I would reintroduce the 1999 LaHood bill, H.R. 1452, the State and Local Government Empowerment Act, which I believe would have had the Treasury make $360 billion (over 5 years) in interest free loans to state and local governments for capital investments. These funds would have been credits in United States Notes. Beyond that, I would be open to studying the Kucinich bill (it's been a long time since I read up on it).
Canova, who has corresponded frequently with Ellen Brown as well, says unequivocally:
Yes, I support a Public Bank for Florida.
(Full disclosure: I referred Canova to a long-standing e-petition I had created to support a Public Bank for Florida for dark horse candidate Farid Khavari)
Canova, who in 2011 worked for "U.S. Senator Bernie Sanders serv(ing) on an advisory committee on Federal Reserve reform along with such leading economists as James Galbraith, Robert Reich, Jeffrey Sachs, and Nobel Laureate Joseph Stiglitz," also supports expanding Social Security.
I wrote an article last Spring "How to Pay for Social Security is Asking the Wrong Question" which also appears in my book, America is Not Broke! in which I proposed using Sovereign Money to pay for Social Security since every dollar spent produces up to two dollars in national income, according to two studies I cited. I reminded Canova of that article and asked him if he would consider a similar idea. He responded:
I recall your argument about using debt-free money to pay for Social Security. I'm not opposed in theory, but first would suggest let's see where Social Security is in a genuinely full-employment economy, with another 25 million people (and those discouraged and part-time workers) finally working again and paying into the system.

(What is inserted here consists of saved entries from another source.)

Issue #910, opened 2021-11-25
CI: Cross-compiling i686-linux-gnu job is broken


eustas:
```
Some packages could not be installed. This may mean that you have
requested an impossible situation or if you are using the unstable
distribution that some required packages have not yet been created
or been moved out of Incoming.
The following information may help to resolve the situation:

The following packages have unmet dependencies:
 libqt5x11extras5-dev:i386 : Depends: libqt5x11extras5:i386 (= 5.12.8-0ubuntu1) but it is not going to be installed
 qtbase5-dev:i386 : Depends: libqt5concurrent5:i386 (= 5.12.8+dfsg-0ubuntu1) but it is not going to be installed
                    Depends: libqt5core5a:i386 (= 5.12.8+dfsg-0ubuntu1) but it is not going to be installed
                    Depends: libqt5dbus5:i386 (= 5.12.8+dfsg-0ubuntu1) but it is not going to be installed
                    Depends: libqt5gui5:i386 (= 5.12.8+dfsg-0ubuntu1) but it is not going to be installed
                    Depends: libqt5network5:i386 (= 5.12.8+dfsg-0ubuntu1) but it is not going to be installed
                    Depends: libqt5printsupport5:i386 (= 5.12.8+dfsg-0ubuntu1) but it is not going to be installed
                    Depends: libqt5sql5:i386 (= 5.12.8+dfsg-0ubuntu1) but it is not going to be installed
                    Depends: libqt5test5:i386 (= 5.12.8+dfsg-0ubuntu1) but it is not going to be installed
                    Depends: libqt5widgets5:i386 (= 5.12.8+dfsg-0ubuntu1) but it is not going to be installed
                    Depends: libqt5xml5:i386 (= 5.12.8+dfsg-0ubuntu1) but it is not going to be installed
                    Recommends: libqt5opengl5-dev:i386 (= 5.12.8+dfsg-0ubuntu1) but it is not going to be installed
E: Unable to correct problems, you have held broken packages.
```

Going to "disable" this job for a while to unblock commit queue.

eustas:
```
 libpcre2-8-0 : Breaks: libpcre2-8-0:i386 (!= 10.39-1+ubuntu20.04.1+deb.sury.org+1) but 10.34-7 is to be installed
 libpcre2-8-0:i386 : Breaks: libpcre2-8-0 (!= 10.34-7) but 10.39-1+ubuntu20.04.1+deb.sury.org+1 is to be installed
```

PR #911, opened 2021-11-25
Unblock commit queue.

eustas:
See #910.

### DIFF
--- a/.github/workflows/build_test.yml
+++ b/.github/workflows/build_test.yml
@@ -318,8 +318,8 @@ jobs:
           libgtk2.0-dev
 
           # QT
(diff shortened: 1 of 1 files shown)


veluca93 (approved):

eustas:
Added a real fix. PTAL

veluca93:
> Added a real fix. PTAL

Ehhh, this is not really a real fix - it just disables cross-compiling things that depends on qt5...

lvandeve (approved):

veluca93:
Let's maybe put a TODO to once again test viewers on i386/armhf at some point?

eustas:
Oh, indeed, it reports "Qt5 was not found."
I'll put back the todo.

PR #913, opened 2021-11-25
Header only: decoder progressive event api

lvandeve:


lib/include/jxl/decode.h
```diff
@@ -1137,6 +1147,20 @@ JXL_EXPORT JxlDecoderStatus JxlDecoderGetBoxType(JxlDecoder* dec,
...
+ * values mean: 0 = only trigger for the DC image, the 8x8th lower resolution
+ * image. 1 = also trigger when a full pass of groups is ready. Higher values
+ * indicate more steps but are not yet implemented. Higher values always include
+ * the events of lower values as well.
+ *
+ * @param dec decoder object
+ * @param detail at which level of detail to trigger JXL_DEC_FRAME_PROGRESSION
+ */
+JXL_EXPORT void JxlDecoderSetProgressiveDetail(JxlDecoder* dec,
+                                               uint32_t detail);
```
jonsneyers, line 1162: Not sure if this should be seen as an integer or as a bitfield. If we add more things like intermediate stages of DC (e.g. in the dc frame case), or stages of a pass (e.g. for the center-first case), then it might make sense to 'subscribe' to some detail but not to other (e.g. show dc previews but not stages of a pass, or the other way around).

jonsneyers: I can see the following steps (eventually) being exposed:

- preview frame (already exposed separately)
- first DC preview (e.g. could be a 'blurhash' type image, e.g. 16x16 pixels worth of data, upsampled a lot)
- 1:32 image (only available if DC frame is used which itself is progressive)
- 1:16 image (same)
- 1:8 image (always available in VarDCT mode)
- 1:4 image (only available if AC progression is used or lossy modular)
- 1:2 image (same)
- orthogonally to resolution steps:
  - DC group decoded (so can show DC preview of a region)
  - AC group decoded
  - full pass of groups decoded (that not necessarily corresponds to a full resolution, e.g. there could be a 1:1 pass that is not the final pass)
- also orthogonal: new layer available in the non-`kSkipProgressive` case

I can see use cases for subscribing to arbitrary subsets of these events.

lvandeve: The reason for not making it a bit flag is to not expose these underlying details to the API so that it's possible to have variability in the implementation.

It's a question of:

Do we want to support and allow control over every possible progressive step there exists, even if this means that depending on the type of image (modular, vardct, ...) settings can behave very differently. This also requires the user to have a test set of different images with different encodings to check if they get roughly as many progressive steps as desired on the different types (e.g. if a user would only test vardct images, they may completely forget to enable lossy modular progression)

Or do we want to create a way to use the API to get "less" or "more" progressive steps, and let the implementation use the best way to guarantee that detail setting X gives a certain expected amount of steps (e.g. 1 step, DC and full, for detail setting 1)

I'm more in favor of the latter approach, and thus to keep the step-based detail parameter, not individual flags

jonsneyers: I agree that we don't necessarily have to expose super fine grained control over progressive detail.

It's just that there might be two relatively different use cases for progressive decoding:

- showing a preview while the data is still loading, but the final image is full resolution/quality
- stop decoding as soon as "enough" detail is available, e.g. if there's a progressive step equivalent to the detail of a 1:2 image, and you're rendering a 20 megapixel image on a 2 megapixel screen, then you could stop/pause decoding at that point (maybe resume if the user decides to zoom in)

I'm not sure if "expected amount of steps" captures that. E.g. I can imagine that in a browser, you might want to do pre-DC (blurhash-like placeholder), DC and full, while in a local image viewer, you might want to do e.g. single-step 1:2 decoding.

lvandeve: The preview can indeed be left out of this, it's its own frame that could be independent from any image frames in theory

New layer I'd also leave out for now, in general this setting is about lower grained versions of the final image, not about versions where new data from a next composite still frame gets added

So from the list above there are then 2 types of progressive:

-steps where the entire image becomes available at higher resolution: anything from 1:32 (or 1:64 if that can be done by DC frames) to 1:8, and then only for modular also 1:4 and 1:2

-steps involving groups, where part of the image gets updated. However, when a full pass is ready, that's also a full image, so you could see this as similar to the 1:2 and 1:4 case for modular

So maybe the following values for detail could capture these well, where each next value also includes the previous values:

```
0: only DC
1: DC and any full image step above: this is 1:2 and 1:4 for modular, and any full pass for VarDCT
2: any full image step, including 1:32 and higher
3: add any AC group that's ready
4: add any DC group that's ready
```

Alternatively, if a bit mask, then one that is not too fine grained, e.g.

```
1: resolution steps lower than DC (1:32, 1:16, 1:64 if this exists)
2: DC (1:8)
4: resolution steps higher than DC (1:2, 1:4, as well as vardct passes)
8: AC groups
16: DC groups
```

Does this make sense?

jonsneyers: 1:4 and 1:2 are not just for modular, also VarDCT can do that using progressive AC passes that only send the corresponding low-freq AC; there's bitstream syntax to describe which pass will give what resolution.

I suppose in any case we'll need some way to inform the application what amount of detail is actually available when a JXL_DEC_FRAME_PROGRESSION event happens. So assuming we'll have something for that, I think it's fine to just use your first proposal:

```
0: only (full) DC
1: DC and any full image step above: this is 1:2 and 1:4 for modular, and any full pass for VarDCT
2: any full image step, including 1:32 and higher
3: add any AC group that's ready
4: add any DC group that's ready
```

and then the application can figure out itself what it wants to do (Flush or not, stop decoding or not) depending on whether it has what it wants to have.

For a way for applications to know what is currently available: I'm not sure what the best way to do that would be; maybe something like this: `uint8_t JxlDecoderGetProgressiveStatus(dec,x0,y0,w,h)`: if it returns the value `k`, that means that in the rect given by x0,y0,w,h, all pixels have an amount of detail corresponding to (at least) a 1:2^`k` version of the image. Let's say with a convenience case where you can use 0,0,0,0 as a shorthand for "the whole image", which is probably a common thing you'll want to know.
That way, you could e.g. watch the rect that is currently in the viewport, and do a flush+repaint iff its detail improves (decreases), and ignore other JXL_DEC_FRAME_PROGRESSION events.

jonsneyers: Anyway, to conclude: `uint32_t detail` is fine :)

jonsneyers (approved):

Issue #915, opened 2021-11-26
Crash when trying to save.


sati32:
JxlEncoderStatus JxlEncoderOptionsSetDistance(JxlEncoderOptions* options, float distance)

there is a line:
  if (distance < 6.56f) {
    jpeg_quality = -5.456783f * std::log(0.0256f * distance - 0.16384f);
  } else {
    jpeg_quality = -11.11111f * distance + 101.11111f;
  }
this generates a crash, because log of negative values is not possible.
It should be
  if (distance > 6.56f) {

jonsneyers:
Thanks for reporting!

PR #916, opened 2021-11-26
fix JxlEncoderOptionsSetDistance

jonsneyers:
fixes https://github.com/libjxl/libjxl/issues/915

Also fixes the case where you set distance to 0.0001 or some other too-small-but-not-zero value.


lvandeve (approved):
Thanks!

PR #1992, opened 2022-12-21
relax rendering intent check

### LINKED ISSUE #1973: JxlEncoderAddJPEGFrame() failed
**Describe the bug**
I'm transcoding a large (~1.3M) image dataset of JPEGs to JXL using the lossless transcoding. For 864 images I get the following error:

```
JPEG XL encoder v0.8.0 091b60e5 [AVX3,AVX2,SSE4,SSSE3,Unknown]                                                                                                                                                                   
Read JPEG image with 43279 bytes.
JxlEncoderAddJPEGFrame() failed.
EncodeImageJXL() failed.
```

running in verbose mode does not give any extra information. 

I've attached an example inside a zip file (in case github tries to mess with the image)

[n03476991_52119.zip](https://github.com/libjxl/libjxl/files/10230108/n03476991_52119.zip)

**To Reproduce**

"25 million" unemployed people is an interesting figure since it is completely at odds with the latest official figure of just 7.9 million unemployed, but note that Canova is including "discouraged and part-time workers" as well. Shodowstats.com supports this higher figure and puts the unemployment rate at over 22% when including the largest category, discouraged workers (many of whom subsist only on increasingly scarce public assistance). Presidential candidate Bernie Sanders has been known to cite this higher figure as well, which as Shadowstats notes, was "defined out of existence in 1994."